Activist Groups Slam Proposal To Kill More Than 44,000 Wild Horses

“They have a commitment to these animals.”

Hilary Hanson
Viral News Editor, The Huffington Post

JIM URQUHART/REUTERS
Wild horses escape as the Bureau of Land Management uses a helicopter to drive the herd into a trap last year. 

The Bureau of Land Management doesn’t plan to follow an advisory board’s recommendation to euthanize about 45,000 wild horses and burros that are currently in holding facilities, the agency said Thursday.

“Despite the recommendation, the BLM will not euthanize or sell without limitation any healthy animals,” agency spokeswoman Courtney Whiteman told The Huffington Post in an email. The BLM will issue a “formal response” at the next board meeting in spring 2017, she added.

Animal rights groups, including the Humane Society of the United States andIn Defense of Animals, condemned the recommendation the advisory group made last week, and said that accepting it would betray the BLM’s responsibility to the horses.

“They have a commitment to these animals,” Gillian Lyons, the HSUS’s Wild Horse and Burro Program manager, told HuffPost. “They took them off the range.”

Although some news outlets stated that the BLM or the “government” voted to euthanize the horses, this wasn’t true true. The National Wild Horse and Burro Advisory Board, an independent body that advises the BLM on matters pertaining to wild equines, made the recommendation.
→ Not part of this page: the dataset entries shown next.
PR #1153, opened 2026-09-12
docs(C20e): map Motion relationship panel events and gesture state

### LINKED ISSUE #1152: [NEMO:C20e] Census Motion null, follow, parent and time-link panel adapters
# [NEMO:C20e] Census Motion null, follow-path, parent and time-link panel adapters

P03/#1005 read-only census proposal for the remaining coherent C02:7 panel family after C20d. Proposed sole artifact: `engineering/inventory/census/C20e-motion-null-follow-parent-time-panel.json`. `src/js/motion.js` and callers stay read-only. P30 retains the timeline writer and the historical Motion reservation retains the motion.js writer; D01, T05/Pollen and retained Motion reservations are unchanged.

## Source identity and boundary

Frozen source `59a5a38c514f5da830dd2f2df4c83c63b1b22fba` and main `e21218c17046e10b7df4149abae20e52fde20606` resolve `src/js/motion.js` to `6617bac29042c22399cac202bf054c09e4fdf30e`.

Proposed union is `motion.js:7996-8434`: 439 lines, 321 code, 103 full-line comments and 15 blanks. It is five complete comment/function packets:

| Packet | Full range | Lines / classification | Constructs |
|---|---:|---:|---|
| `C20e.null-shape-row` | 7996-8027 | 32 / 20 code, 12 comments, 0 blanks | `renderNullShapeRow(body, ld)` |
| `C20e.follow-path-row` | 8028-8082 | 55 / 43 code, 9 comments, 3 blanks | `renderFollowPathRow(body, ld, li)` |
| `C20e.parent-row-and-blend-gesture` | 8083-8284 | 202 / 144 code, 49 comments, 9 blanks | `renderParentRow(body, ld, li)`, closure-local `currentBlend`, `scheduleLiveRender`, `endDrag` |
| `C20e.extra-parent-stack` | 8285-8343 | 59 / 54 code, 5 comments, 0 blanks | `firstFreeParentLayer`, `openExtraParentMenu` |
| `C20e.time-link-row` | 8344-8434 | 91 / 60 code, 28 comments, 3 blanks | `renderTimeLinkRow`, closure-local `unlinkTime` |

Line 7995 closes C20d's `matteChanged`; line 7996 is the Null-row header. Line 8434 closes `renderTimeLinkRow`; line 8435 begins the complete C02-owned `timeLinkWouldCycle` comment/function unit. Do not absorb either adjacent construct.

## Ownership reconciliation

`C02:7` in frozen `remediation-scope.json` describes an unowned `7576-8453` right-panel block. C20d maps `7554-7995`; C20e maps the panel-adapter remainder through 8434. The original note must remain provenance, with a successor disposition noting that its numeric endpoint includes line 8453, while `8435-8452` is the already accepted C02-owned cycle-helper unit.

The accepted C20c artifact already records the complete `timeLinkWouldCycle` unit at `8435-8452` as C02 canvas/time-link responsibility, and correctly observes the historical C02 citation `8454-8493` begins after that helper. C20e must state this semantic relationship without editing the frozen C02 artifact: it maps only the Time Link panel adapter through 8434, while C02 retains the cycle guard and executable setter/pickwhip family (`8435+`, including `setLayerTimeLink` and `startTimeLinkPickwhip`). C20c’s two key-lock menu packets are `8470-8529` and remain excluded.

No raw global-disjointness claim is permitted. The historical C02 numeric annotations have known range drift. This artifact transfers neither an executable writer nor ownership of parent/follow-path/time-link model setters, track evaluation, serialization, engine behavior or existing C02 callers.

No open `C20e` or exact-symbol census issue/PR claim was found in a bounded live GitHub search. #1150 is the accepted C20d leaf and its `7554-7995` source range is excluded.

## Source-observed responsibilities and callers

The classifications above were recomputed independently from the pinned blob; each packet sum and the 439-line union agree.

`renderMotionPropsPanel` (C20d) invokes Parent, conditional Null, Follow Path and Time Link rows at `7575-7578`; the Motion list also invokes Parent at `7498`. Null selection changes `ld.nullShape` after `pushUndoLayers(true)`, increments scene version, optionally renders the engine and conditionally rebuilds the list.

Follow Path resolves its target from `ld.followPath.targetLayerUid`; menu creation and engine rendering are optional. Its context-menu removal and Align toggle use `pushUndo`, mutate through the existing follow-path setter or `ld.followPath.align`, then rebuild panel/list/timeline.

The Parent row snapshots keyed state at render, builds a stopwatch transition over `parentKeys`, resolves A at the current frame, directly samples/writes `parentBlend` during a pointer-captured rAF-coalesced gesture, and exposes parent-menu, pickwhip, unparent and extra-parent paths. The extra-parent helper rejects self, used UIDs and cycle-forming candidates. Removal shifts indexed `parentWeightN` entries in `motion` and `motionStatic` before deleting an empty stack.

The Time Link row exposes a pickwhip, resolves a source by UID, and unlinks through `unlinkTimeLinkPreserveRange`; mode change changes only `ld.timeLink.mode`. The adjacent C02-owned `timeLinkWouldCycle(li,targetIdx)` follows UID links with a seen map and 64-step guard; its later setter/pickwhip and Timeline menu predicate callers remain C02/C19 owners.

### Null Shape

`renderNullShapeRow(body,ld)` has no missing-widget/layer guard because the caller supplies an eligible live descriptor. It creates four options in fixed order `cross`, `square`, `circle`, `diamond`, translating each label. The source explicitly sets selected=true only on an option matching `(ld.nullShape||'cross')`. A falsy value explicitly marks Cross; a truthy unknown value causes no explicit selected assignment. Do not equate that with a browser select having no selected option; native-select fallback must be characterized in a proposed fixture.

The change listener reads `sel.value` at event time, calls `pushUndoLayers(true)` before writing, assigns `ld.nullShape`, then executes `window._sceneVersion++`. Unlike C20d's `matteChanged`, it does not normalize a missing/falsy version first, so `undefined++` becomes `NaN`. A truthy `window.SMEngineBridge` triggers an unguarded `SMEngineBridge.renderNow()`; an object without a callable method throws and prevents the later optional `renderLayerList`. The `window.renderLayerList` guard is optional and there is no timeline/panel refresh, explicit frame save, equality guard, catch or rollback. `pushUndoLayers(true)` specifically tells history that frames are already saved, so this handler itself does not cause `saveAllLayerFrames` through that call.

### Follow Path

`renderFollowPathRow(body,ld,li)` snapshots `fp=ld.followPath`, resolves `tIdx` only when `fp` is truthy through required `SMMotion.findLayerIndexByUid`, and computes `tName` once. A resolved unnamed target uses `Layer N`; absent/unresolved targets render the same dash/`none` class, while titles distinguish only by the truthiness of `tName`.

The ordinary click stops propagation, then requires both optional global ports `showContextMenu` and `buildFollowPathMenuItems`. It builds items at click time with captured `li/ld` and a refresh callback, but positions the menu from the captured pill's current rect. The callback requires panel/list/timeline rerenders and performs no explicit bridge render.

Contextmenu prevents/stops and gates on render-time `tName`, not live `ld.followPath`. It calls `pushUndo()` before `setLayerFollowPath(li,null)`, then requires panel/list/timeline refresh and conditionally calls the bridge. The setter is separately owned and itself requests bridge rendering when it finds a live layer, so this path can request two engine renders. `pushUndo()` normally calls `saveAllLayerFrames` before the snapshot unless `_scrubLiveActive` suppresses the whole history operation.

Align exists only for render-time `tName`; its class uses captured `fp.align`. At click it stops, pushes undo, then dereferences live `ld.followPath.align`. If another action removed `followPath` after render, it throws after the history attempt. Otherwise it toggles the Boolean, refreshes panel/list/timeline, then conditionally calls the bridge. There is no equality guard or direct save call.

### Parent row, stopwatch and blend gesture

The Parent stopwatch snapshots `parentKeyed` and `parentKeyHere` at render, while every handler reads `state.currentFrame` and current arrays at click. It pushes undo first. Captured unkeyed creates one `{frame:clickFrame,uid:ld.parentLayerUid||null}` key. Captured keyed/here with a current single key copies its UID to `parentLayerUid` using `fv||null` and deletes `parentKeys`; with multiple current keys it requires `removeParentKeyAt`. Captured keyed/not-here requires `upsertParentKeyAt(li,clickFrame,layerParentUidAt(li,clickFrame))`. It then requires list/timeline refresh and conditionally calls the bridge. It does not rerender the right panel directly.

Parent A's `pName` is resolved at render from `layerParentUidAt(li,currentFrame)`; Parent B is resolved from static `ld.parentLayerUidB`. Both names and the presence of the blend fill, add button, extra rows, context-unparent guard and click-versus-menu behavior therefore remain captured until rerender. The pickwhip mousedown always calls `startParentPickwhip`; the pill pointerdown ignores the gesture when there is no captured Parent B or the target's `closest('.lpick')` succeeds.

A valid blend pointerdown resets `moved`, captures client X, `currentBlend()`, pointer ID, calls `setPointerCapture`, then prevents default. `currentBlend` uses live `valueAtFrame(ld,'parentBlend',currentFrame)` and returns its numeric first component only when the array/value shape passes, otherwise zero. Pointermove requires a non-null matching pointer ID. Motion below 3 pixels is inert. The first move reaching at least 3 pixels sets `moved=true`, calls `pushUndo()` while `_scrubLiveActive` is still false, then sets `_scrubLiveActive=true`; later moves do neither again. Width divides by `Math.max(1,rect.width)`, result clamps 0..100, fill width is written before required `setValue(ld,'parentBlend',[raw])`. `setValue` may change active selection and writes either the animated key at the current frame or `motionStatic.parentBlend`.

`scheduleLiveRender` allows one outstanding rAF. Its callback clears `liveRaf` before conditionally calling the bridge; a truthy bridge without `renderNow` throws asynchronously. Pointerup and pointercancel share `endDrag`. Wrong pointer IDs return. A matching end clears `pid`; if moved, it clears `_scrubLiveActive` then requires list/timeline refresh. It neither cancels a queued rAF, releases pointer capture, saves a frame explicitly nor calls the bridge itself. Failure before end can leave `_scrubLiveActive=true`. After a completed drag, `moved` stays true until the subsequent click suppresses menu opening and resets it; pointercancel without a click can leave it true until the next pointerdown resets it.

Pill mousedown merely stops propagation. A non-drag click checks both menu ports, builds items with captured `li/ld` and a list/timeline callback, then opens at the pill rect. Right-click gates on captured `pName/pbName`, pushes undo, calls required `setLayerParent(li,null)`, optionally calls `setLayerParentB`, requires list/timeline, conditionally calls the bridge, and optionally toasts. The setters may also render through the bridge and retain their own cycle/compensation semantics. Captured names can allow or suppress this path after the live relationships have changed.

The extra-parent `+` exists only for captured truthy A and B names. At click it computes a current first-free candidate; null optionally toasts before history. Success uses `pushUndoLayers(true)`, lazily creates `parentsMore`, pushes a stable UID entry, refreshes list/timeline and conditionally renders. It makes no direct save call and has no equality guard.

### Extra parents and indexed weights

`firstFreeParentLayer` rebuilds a used-UID map from current A, B and truthy extra UIDs, skips self, skips used truthy UIDs, and rejects a truthy UID when `wouldCreateParentCycle(ensureLayerUid(ld),u)` is true. A candidate with a falsy UID bypasses used/cycle tests and may be returned, then stabilized by the caller.

`openExtraParentMenu` returns when the context-menu port or captured indexed entry is missing. It calls `ensureLayerUid` on every non-self layer while building the menu, so merely opening can mutate candidate identities through that separately owned helper. Cycle status and UID are captured in each item. Used/duplicate parents are not rejected here. A disabled/bad action rechecks only its captured `bad`, returns before history, and otherwise pushes `pushUndoLayers(true)`, mutates captured `entry.uid`, refreshes and conditionally renders.

Remove pushes `pushUndoLayers(true)`, splices current `parentsMore` at captured `pi`, then shifts `parentWeightN` entries for every index from `pi` through the old final index. It performs the same shift independently in exactly two applicable value containers: `ld.motion` and `ld.motionStatic`; missing bags are skipped, defined next entries are assigned by reference to the preceding key, and absent next entries delete the preceding key. It does **not** shift `ld.expressions.parentWeightN` or any other container, an observable asymmetry to preserve in baseline fixtures. It deletes `parentsMore` only after the array becomes empty, refreshes, and conditionally renders. A stale `pi` can splice/shift a different current entry because the closure retains the numeric index, not an identity lookup.

### Time Link

`renderTimeLinkRow(body,ld,li)` always builds the row and pickwhip; pickwhip mousedown calls required `startTimeLinkPickwhip(li,whip,e)`. Source lookup runs only for truthy `ld.timeLink.uid`, rejects the same object with `o!==ld`, and does not break, so the last different layer with a matching UID wins. Missing link renders dash; an existing link with no resolved source renders fixed French `source introuvable`. Names and source index are render-time snapshots.

`unlinkTime()` has no internal link guard. It calls `pushUndo()`, then separately owned `unlinkTimeLinkPreserveRange(ld)`, which no-ops if the link vanished or otherwise captures effective in/out, deletes `timeLink`, and writes those values to `inPoint/outPoint`. It requires list/timeline refresh, optionally `loadFrame(currentFrame)`, conditionally calls the bridge, and optionally toasts. Thus a delayed menu action after another unlink still attempts history, refresh and toast even though the helper makes no model change. There is no direct panel rerender or explicit save after mutation; ordinary `pushUndo()` saves all live frames first unless scrub suppression disables it.

Contextmenu checks live `ld.timeLink` before invoking unlink. Ordinary click checks live link and optional menu port, then opens a one-action menu at the current name rect; the action captures `ld`/`unlinkTime` and can run later. Mode select is built only when the link exists at render, with fixed order/labels `both/in/out`, and `(mode||'both')` selection. Mousedown stops propagation. Change calls `pushUndo()` before dereferencing current `ld.timeLink.mode`; if the link disappeared, it throws after history. Otherwise it writes only `mode`, then requires list/timeline, optionally loads the current frame and conditionally renders. It does not rewrite UID, source anchor, offsets, in/out points or selection. Truthy bridge objects without callable `renderNow` throw after prior effects in all synchronous bridge paths.

## Required consumer dispositions

1. **Save:** handlers use existing undo/save paths where called; this adapter does not serialize. C01/timeline codec owns persistence of null/follow/parent/time fields.
2. **Load:** rows only reflect loaded live descriptors; existing load/migration/setter ownership remains outside C20e.
3. **Undo/redo:** Null and extra-parent paths use `pushUndoLayers(true)`, which skips the normal save-all-frames step; Follow/Parent/Time and the first Parent-blend movement use `pushUndo`, which normally saves all live frames before snapshot unless scrub suppression makes the whole history call inert. Existing history replay and refresh ownership remains C01/C02.
4. **Selection:** captured `ld/li`, panel state and UID lookup determine projection. Parent blend scrubbing calls C02 setValue, which first invokes selectLayerForEdit: in Motion mode a known layer may replace _layerSel/_layerSelAnchor, synchronize bar selection, activate the layer and refresh list/timeline before the value write. Preserve this delegated selection effect and stale captured references; no ownership transfer.
5. **Animation:** Parent stopwatch and `parentBlend` use existing keys/value APIs; Time Link mode and offset-row eligibility reflect existing time-link state. C02 track/setter/evaluator semantics remain separate.
6. **Render:** functions directly construct panel DOM and call existing list/timeline/panel refreshes; optional engine render is an existing port.
7. **Export:** no export payload is built here; downstream codecs consume fields and tracks only under their existing owners.
8. **Native bridges:** no Tauri/filesystem command occurs; conditional `SMEngineBridge.renderNow` is a shared rendering bridge call, not proof of native IPC; a truthy bridge object with a missing method throws.

## Proposed, unrun fixtures

Use independent initial state and record ordered writes plus retained partial effects for: missing/conditional Null row and every null shape; Follow target present/missing, unavailable menu, context unlink and Align toggle; Parent keyed transition cases and render-time flag staleness, A/B label resolution, click-versus-drag threshold, mismatched IDs, pointer cancel, pending rAF after end, scrub flag failure/staleness, captured name guards, duplicate bridge calls and unparent; no-free/duplicate/self/cyclic extra-parent candidates; extra-parent selection/removal, stale captured index, identity creation on menu open, duplicate allowance, and indexed weight shifting through exactly motion/motionStatic while expressions remain unshifted; Time Link absent/resolved/missing/duplicate source, last-match resolution, delayed menu unlink after link removal, preserved resolved range, mode switching after link removal, fixed labels and optional load/engine ports; required DOM/callback failure after prior writes; save/load/undo/export consumer round trips as proposed fixtures only. C02 separately owns cycle true/false, existing-cycle, missing-link and 64-step-guard fixtures. No fixture is runtime evidence.

## Bounded future APIs and acceptance

Future extraction proposals may be `planMotionRelationshipRows(layer, frame, lookup)`, `planParentStack(layer, layers, index)`, `applyParentStackCommand(ports, command)`, and `planTimeLinkRow(layer, lookup)`. They must preserve current event-time versus render-time capture and inject history/render ports; they must not absorb C02 cycle/setter/evaluator behavior, C01 codec/history, C20d, C20c, or whole-file runtime ownership.

Before writing the sole JSON, verify the pinned/current blobs and the five ranges/classification above; validate both top-level `assigned_ranges` and every `areas[].packets[].coverage_ranges`, flattening packet coverage through the same canonical function; require canonical coverage, an omitted-line failure and an overlap failure through the same coverage function; verify all top-level and closure-local symbols, boundary lines 7995/7996/8434/8435, callers/exports, eight consumer dispositions, proposed-unrun fixture status, no private paths/trailing whitespace, and live ownership immediately before allocation. No browser/Tauri/application suite, hosted CI, runtime correction or product-behavior claim is authorized.

**Allocation and validation ownership:** Ilya (`ivg-design`) owns the outcome; Sol/medium authors the sole JSON and Terra/medium reviews its exact candidate. Reuse the released serial integration checkout on `codex/c20e-motion-relationship-panels-census-20260912`, base `e21218c17046e10b7df4149abae20e52fde20606`. C08/#1043 and C20d/#1150 are closed predecessors. Root verified all five per-packet counts directly, inspected the selection/history/Null and gesture seams, and retains ordinary commit/push/PR/protected merge and Project2 authority. Root actual model/effort is unexposed. No runtime/GPU slot or writer transfer. Keep the frozen original notes/index unchanged and continue P03 after this checkpoint.

ivg-design:
The Motion relationship rows combine captured UI state with live document mutations. This census maps five complete groups for Null Shape, Follow Path, Parent blending/extra parents and Time Link, preserving pointer cancellation, rAF timing, history ordering, delegated selection/identity changes and stale callback behavior for later extraction.

Only the C20e JSON changes. Candidate `d4c863b99769fff6758c5e04b9ac10d80e81e72c`; base `e21218c17046e10b7df4149abae20e52fde20606`; inspected source `59a5a38c514f5da830dd2f2df4c83c63b1b22fba`, unchanged Motion blob `6617bac29042c22399cac202bf054c09e4fdf30e`. C02 retains timeLinkWouldCycle, setter/evaluator ownership and frozen provenance; the artifact makes no global C02/C20 disjointness claim.

Validation: 52 artifact checks pass, including assigned and actual packet ranges, per-packet classifications, source/caller anchors, omission/overlap controls and eight consumer dispositions. Five unique complete packets cover 439 lines (321 code, 103 comments, 15 blanks). Combined supplemental check passes: 17 artifacts, 4,925 assigned lines, 94 packet IDs and 34 omission/duplicate controls. Independent Terra/medium review [passes at this exact candidate](https://github.com/mysteropodes/nemo/pull/1153#issuecomment-5647810863), including the pre-history child-UID effects and fresh negative probes.

Behavioral fixtures and proposed APIs are unrun/unimplemented. No runtime, application, browser, installed-native or export acceptance is claimed. Runtime sources and existing whole-file owners remain unchanged.

Closes #1152

### DIFF
--- a/engineering/inventory/census/C20e-motion-null-follow-parent-time-panel.json
+++ b/engineering/inventory/census/C20e-motion-null-follow-parent-time-panel.json
@@ -235,10 +235,10 @@
             "openExtraParentMenu(x,y,li,ld,pi) -> undefined"
           ],
           "responsibility": "Finds an unused acyclic extra parent, builds captured menu actions, and removes/reindexes extra parents and their numeric weight containers.",
-          "candidate": "Builds used from current A/B/truthy extras, skips self and used truthy UIDs, and cycle-checks only truthy candidate UIDs. A falsy-UID candidate bypasses used/cycle checks and may be returned then stabilized.",
+          "candidate": "Builds used from current A/B/truthy extras, skips self and used truthy UIDs, and cycle-checks only truthy candidate UIDs. A falsy-UID candidate bypasses used/cycle checks and may be returned then stabilized. For each reached truthy unused candidate UID, cycle checking first calls C02 ensureLayerUid(ld), which can lazily assign the child layer UID before the caller pushes history. That identity remains even if all considered candidates are rejected and the search returns null; no save/history occurs inside the search.",
           "menu_open": [
             "Missing showContextMenu or indexed entry returns.",
-            "For each non-self layer, ensureLayerUid runs while constructing items and can mutate candidate identity before any selection/history action.",
+            "For each non-self layer, ensureLayerUid(o) runs and then ensureLayerUid(ld) runs for cycle checking. Both candidate and child identities can be assigned before any choice/history action. C02 owns UID generation from time/random sources; existing truthy UIDs are reused.",
             "UID and cycle bad are captured per item. Existing/duplicate parent UIDs are not rejected. bad actions return before history."
           ],
           "choose": "Successful action pushUndoLayers(true), mutates captured entry.uid, requires list/timeline and conditionally bridges. Stale entry identity can outlive array changes.",
@@ -248,7 +248,7 @@
             "Runs independently in exactly ld.motion and ld.motionStatic; assignments retain value identity. Missing bags skip. expressions.parentWeightN and every other container remain unshifted.",
             "Deletes parentsMore only if empty; then required list/timeline and conditional bridge."
           ],
-          "save_history": "alreadySaved=true skips history saveAllLayerFrames; no direct frame save follows."
+          "save_history": "alreadySaved=true skips history saveAllLayerFrames; no direct frame save follows. Candidate discovery and menu construction can assign missing layer UIDs before any action/history call; these identity changes are not covered by a new local undo entry."
         },
         {
           "id": "C20e.time-link-row",
@@ -307,7 +307,7 @@
     },
     {
       "consumer": "undo/redo",
-      "disposition": "History timing differs exactly: Null/extra-parent use alreadySaved=true; Follow/Parent/Time and first Parent scrub movement use pushUndo. Invalid/no-free/bad actions can exit before history, while stale callbacks may push then no-op/throw. Replay remains separately owned."
+      "disposition": "History timing differs exactly: Null/extra-parent use alreadySaved=true; Follow/Parent/Time and first Parent scrub movement use pushUndo. Invalid/no-free/bad actions can exit before history, while stale callbacks may push then no-op/throw. Replay remains separately owned. C02 ensureLayerUid may assign child/candidate identities during candidate search or menu construction, before any local history action."
     },
     {
       "consumer": "selection",
@@ -376,8 +376,8 @@
     {
       "id": "extra-parent-candidates-menu-open",
       "status": "proposed, unrun",
-      "initial_state": "Self/used/cycle/falsy UID candidates; absent UIDs; duplicate parents; stale entry.",
-      "expected_effects": "Exact first-free rules, ensureLayerUid identity mutation during open, captured bad/UID and duplicate allowance."
+      "initial_state": "Child and candidate layers with missing/existing UIDs; self/used/cyclic/falsy UID candidates; rejected-all search; absent menu/entry; duplicate parents; stale entry. Stub C02 UID generation with deterministic results.",
+      "expected_effects": "Exact first-free rules; reached cycle check can assign child UID before any caller history even when search returns null. Menu opening can assign candidate and child UIDs without selection/history. Existing truthy identities are reused; captured bad/UID and duplicate allowance remain."
     },
     {
       "id": "extra-parent-weight-shift",
--- a/engineering/inventory/census/C20e-motion-null-follow-parent-time-panel.json
+++ b/engineering/inventory/census/C20e-motion-null-follow-parent-time-panel.json
@@ -1,0 +1,564 @@
+{
+  "census_id": "C20e",
+  "issue": 1152,
+  "title": "Motion null, follow-path, parent and time-link panel adapters",
+  "status": "read-only census with source-derived proposed, unrun fixtures; no runtime extraction or behavior pass",
+  "owner": "P03/C20e census only; historical Motion runtime ownership and named consumers remain separate",
+  "source_sha": "59a5a38c514f5da830dd2f2df4c83c63b1b22fba",
+  "observed_main_sha": "e21218c17046e10b7df4149abae20e52fde20606",
+  "source_path": "src/js/motion.js",
+  "source_blob": "6617bac29042c22399cac202bf054c09e4fdf30e",
+  "source_line_count": 13914,
+  "scope_files": [
+    "src/js/motion.js"
+  ],
+  "assigned_ranges": [
+    {
+      "start": 7996,
+      "end": 8027
+    },
+    {
+      "start": 8028,
+      "end": 8082
+    },
+    {
+      "start": 8083,
+      "end": 8284
+    },
+    {
+      "start": 8285,
+      "end": 8343
+    },
+    {
+      "start": 8344,
+      "end": 8434
+    }
+  ],
+  "coverage_note": "Exactly 439 assigned lines occur once in five adjacent complete-function packets: 321 code, 103 full-line comments and 15 whitespace lines. Line7995 closes C20d matteChanged; line8435 starts the C02-owned timeLinkWouldCycle unit. Both are excluded.",
+  "source_baselines": {
+    "pinned": "59a5a38:src/js/motion.js resolves to 6617bac29042c22399cac202bf054c09e4fdf30e.",
+    "current": "Observed main e21218c1 has the identical Motion blob.",
+    "runtime": "No browser, Tauri, export, native IPC, GPU or application behavior was executed.",
+    "fixtures": "Every behavioral fixture is source-derived, proposed and unrun; comments are not fresh execution evidence."
+  },
+  "writer_guidance": {
+    "artifact": "Only this census JSON is writable.",
+    "motion": "The historical Motion reservation retains the motion.js runtime writer.",
+    "timeline": "P30 independently retains the timeline.js runtime writer.",
+    "reservations": "D01, T05/Pollen, C01/C02/C03/C04/C19/C20c/C20d and all active reservations remain unchanged."
+  },
+  "reconciliation": [
+    {
+      "owner": "C20d/#1150",
+      "disposition": "Ends7995 and retains the top-level panel plus Matte/Widget/Blend adapters. C20e records its calls into these relationship rows without duplicating that renderer."
+    },
+    {
+      "owner": "C02/#1037",
+      "disposition": "Retains parent/time/follow setters, cycle guards, setValue/selectLayerForEdit, key/value evaluation and Motion selection. timeLinkWouldCycle comments/function are8435-8452 and excluded."
+    },
+    {
+      "owner": "C20c/#1137",
+      "disposition": "Retains key-lock menu packets8470-8529 and its C02 time-link drift reconciliation."
+    },
+    {
+      "owner": "C01 document/history",
+      "disposition": "Retains codecs and pushUndo/pushUndoLayers implementation. This census records delegated save/history effects exactly."
+    },
+    {
+      "owner": "C03/export and shared engine bridge",
+      "disposition": "Retain export/render and bridge implementation. SMEngineBridge is a shared render bridge, not native IPC evidence."
+    },
+    {
+      "owner": "C04/C19h presentation and callers",
+      "disposition": "Retain selection/presentation surfaces and timeline updateUI. C20e maps live selection changes delegated through setValue without taking ownership."
+    },
+    {
+      "owner": "historical C02:7 note",
+      "disposition": "Its7576-8453 coordinates remain frozen provenance with known drift. C20d/C20e provide supplemental intact-function mapping; no raw global C02/C20 disjointness claim is made."
+    },
+    {
+      "owner": "P30/D01/T05/Motion",
+      "disposition": "Separate writers and reservations remain untouched; census mapping transfers no runtime authority."
+    }
+  ],
+  "boundaries": [
+    "7996-8434 is five complete comment/function packets; internal closures remain with their enclosing renderer.",
+    "DOM is built synchronously and callbacks capture ld/li plus selected render-time facts, then read other live state at event time.",
+    "All model/selection/history/render effects are incremental. Required or present-but-incomplete optional ports can throw after prior effects; no catch or rollback exists.",
+    "Conditional SMEngineBridge calls check only object truthiness, then call renderNow unguarded. A truthy object lacking a callable method throws.",
+    "Source option.selected assignments describe explicit assignments only; they do not establish browser native-select fallback for truthy unknown Null values."
+  ],
+  "areas": [
+    {
+      "area": "motion-relationship-panels",
+      "packets": [
+        {
+          "id": "C20e.null-shape-row",
+          "files": [
+            "src/js/motion.js:7996-8027"
+          ],
+          "coverage_ranges": [
+            [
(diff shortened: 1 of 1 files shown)


ivg-design:
Independent technical review: PASS for final candidate `d4c863b99769fff6758c5e04b9ac10d80e81e72c`, artifact SHA-256 `c89253492e5dbfb91ee423a9b57f7b44964446b7dffa176260333ede518c6758`.

Local native reviewer: Terra/medium, independent of Sol/medium author; reported through Ilya's orchestrator. The prior review of `361ee2b` is historical. The six-string correction was reread against source: `firstFreeParentLayer` may ensure the child UID for a reached truthy unused candidate before cycle rejection/history, including searches returning null. Extra-parent menu construction ensures candidate and child UIDs before action/history.

The final artifact validator passes 52 checks. Fresh omitted-line and overlapping-line artifact mutations both fail validation as expected. Root's supplemental union check passes for 17 artifacts, 4,925 assigned lines, 94 packet IDs and 34 omission/duplicate controls. Worktree is clean. No actionable finding remains.

This is source/artifact acceptance only. Proposed behavioral fixtures remain unrun; APIs remain unimplemented. No application, browser, installed-native, export, or global frozen-C02 range acceptance is claimed. The automatic collaborator acknowledgement is merge-policy evidence, separate from this technical review.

Even if the BLM had accepted the plan, it would have taken some time for it to be implemented. The 2016 Interior Appropriations Bill prohibits using federal funds to send horses to slaughter or to euthanize healthy animals — meaning the language would have to be changed in the next bill for the recommendation to actually go through.

JIM URQUHART / REUTERS
Wild horses in a corral during a BLM gathering operation in 2015.

So many animals are in holding facilities because the BLM periodicallyrounds up wild horses and burros to remove them from public lands. The agency says this is to curb overpopulation and protect the environment, but critics accuse it of catering to the whims of cattle ranchers who want rangelands for themselves.

There were 44,111 wild horses and 1,080 burros in BLM holding facilities in July, according to the agency’s data. (By comparison, the agency estimated in March there were about 70,000 free-roaming horses and burros across 10 western states.)

JIM URQUHART/REUTERS
Horses run from a BLM helicopter in 2010.

Equine behaviorist Sue McDonnell, who sits on the National Wild Horse and Burro Advisory Board and voted for the euthanasia recommendation, said many of the horses are stuck in facilities that are inadequate for long-term care. She emphasized that she was speaking as an individual, not on behalf of the board.

“This is not a reasonable quality of existence they’re in,” she told HuffPost. “They’re basically in dry lot pens, there’s no natural vegetation. It’s not the way anyone would keep their horses, you know. Those are the horses right now.”

These facilities are dubbed “short-term corrals,” but McDonnell said that in most cases they are “not short-term.” However, she praised BLM’s efforts to house some horses on large pastures or in ecosanctuaries that tourists can visit. According to the July data, about 562 horses were in ecosanctuaries and 31,000 were in “long-term pastures.” About 13,000 horses and burros were in short-term corral

JIM URQUHART/REUTERS
A wild horse escapes a BLM trap in 2015.

The BLM “adopts” out horses, but there just isn’t enough demand for the large number that the agency has. The board’s new recommendation, McDonnell said, also included a suggestion to remove some of the red tape involved in the adoption process to encourage more people to take in the animals. (The BLM maintains that its policy is not to sell to “kill buyers” that send horses to slaughter, although they were documented in recent years doing exactly that.)

McDonnell said she considers the recommendation to be less of a demand for euthanasia, and more of a cry for help because the horses are in a desperate situation.

Criticisms of how the BLM manages wild horses will likely remain. Numerous animal welfare groups have vehemently opposed BLM’s roundup-and-remove strategy, which involves chasing down animals with helicopters — sometimes leading to horse injuries or deaths — and often separating strongly bonded social groups.

That said, even the HSUS concedes that having too many horses under the wrong conditions can lead to problems. Horse overgrazing can quickly deplete the food supply, especially in drier areas, and make way for invasive plant species that provide poor nutrition and destroy native vegetation.

Some advocates, including Lyons, argue in favor of implementing widespread fertility control — specifically, a vaccination known as PZP.

PZP faces some criticism — both from skeptics like McDonnell, who cited the difficult logistics of administering it to far-reaching, hard-to-access horse populations, and advocates who believe the drug could be harmful. However, it has garnered the support of the National Academy of Sciences, which referred to it as one of the most promising fertility-control methods available in a 2013 report.

This article has been updated to reflect that the BLM has responded to the advisory board’s recommendation.